Hahner Péter

Péter Hahner

Director, Rubicon Institute

Born in 1954 in Budapest, he graduated from the Szombathely Teacher Training College with a degree in Library and Hungarian Studies (1977), and from Eötvös Lóránd University with a degree in Hungarian Studies (1980) and History (1985). After four years of librarian and public education work and four years in the lexicon editorial office of Akadémiai Publishers, he was a lecturer at the Janus Pannonius University of Sciences (now University of Pécs) from 1985 to 2018. He participated in the undergraduate and postgraduate courses of the history departments and in the organisation of the PhD programme from 1988 as an assistant professor, and after defending his PhD thesis in 1997 as an associate professor. In 2000 he habilitated and became head of the Department of Modern History (2001-2016). He lectured on the history of Europe between 1648 and 1815, the modern history of France and the history of the United States. His research interests include the Great French Revolution and the Napoleonic era.
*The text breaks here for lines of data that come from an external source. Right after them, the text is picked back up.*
PR #58, opened 2017-03-19
Potential fix for Application freeze

elysium-duks:
Potential fix for kernal based lockup of Mangos.

PR #61, opened 2017-03-19
EventProcessor::GetEvents should return const reference instead of value

gemt:
In reference to comment on issue #58 
I don't know this piece of code, so someone should check if the fix can cause other issues, but it does prevent the server from crashing when player changes map.


Zerixx:
LGTM. This will fix the crash.

PR #66, opened 2017-03-19
Make general channels multi-language

Neo2003:
French, German, Spanish, English,... clients should be able to see what other write in general channels like Trade, Guild Recruitment, Local Defense...

Also in Defense channels, user rank should be displayed.

Basically, general channels are decoded using client locale and special names are used internally. When a message must be sent to the channel, it's decoded pet client locale to sent with the proper channel name for their localization.

Name decoding is based on AreaTable.dbc, so server must have all languages dbc to support them like this:
dbc/AreaTable.dbc <- the English one
dbc/frFR/AreaTable.dbc <- French one
dbc/deDE/AreaTable.dbc <- German one
...
You probably have them all already.

I could not use the AreaTable you moved to database since it's not localized.

Neo2003
Signed-off-by: Neo2003 <Neo.2003@Hotmail.fr>

### DIFF
--- a/src/game/Chat/Channel.cpp
+++ b/src/game/Chat/Channel.cpp
@@ -25,12 +25,12 @@
 #include "SocialMgr.h"
 #include "MasterPlayer.h"
 
-Channel::Channel(const std::string& name)
+Channel::Channel(const std::string& name, const std::string& originalName, LocaleConstant locale)
     : m_announce(true), m_moderate(false), m_name(name), m_flags(0), m_channelId(0),
         m_securityLevel(0), m_area_dependant(true), m_levelRestricted(true)
 {
     // set special flags if built-in channel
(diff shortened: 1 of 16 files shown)


Neo2003:
Hi

Please note that this feature was developed for Vengeance WoW 1.12.1 one year ago.
Thanks for Laizerox research around Honor ranks and defense channel restriction and for testing this with me, and Cyberium who spent time porting this to 2.4.3.

Neo2003

StadenElysium:
PR doesn't compile, reverted.

Inifield:
just fix the compile it's not that hard...

StadenElysium:
It will be fixed when I have the time to fix it.

Neo2003:
It's now fixed, I did remove honor code that GCC does not like on Linux.
Sorry, I did make it on Windows with VC14 without testing on Linux, my bad before making a pool request..

PR #69, opened 2017-03-19
.lookup account iponline

EinBaum:
Suggested by GM Skeith.

Same as .lookup account ip but shows only online accounts.


elysium-duks:
Code reviewed, looks great. - Passed off to Shenna for acceptance.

He has lectured at twenty-one academic conferences abroad and twenty in his own country, taught classes at the University of Amsterdam (1993) as part of the European University Exchange Program, and has lectured at the Smithsonian's National Museum in Washington, D.C. and the Gerald R. Ford Museum in Grand Rapids (2001). He has been chairman of the History Final Committee of the National High School History Competition (1996-1997), a board member of the Association of History Teachers (1998-2001) and of the Professional Association of History Teachers (since 2016), a member of the editorial board of The Hungarian Historical Review since 2012 and of the editorial board of Rubicon history magazine since 2013. He has been awarded the Széchenyi Professorial Fellowship (2001-2004), the Péter Szebenyi Prize of the Association of History Teachers (2011) and the Order of Merit of the Order of Merit of Hungary (2018).

He has published twenty-four independent volumes. He has translated six English and French-language history textbooks (including studies by C. A. Beard, Alexis de Tocqueville and François Furet), regularly published historical studies and historical essays in Hungarian journals, and twenty-one studies in foreign languages, seventeen of which have appeared in foreign publications. He was a proof-reader or editor of thirteen history textbooks, and he wrote 1341 historical glossaries for the Hungarian Encyclopaedia. He has written more than 200 reviews of historical works, and is a frequent contributor to the media with written interviews and radio and television interviews.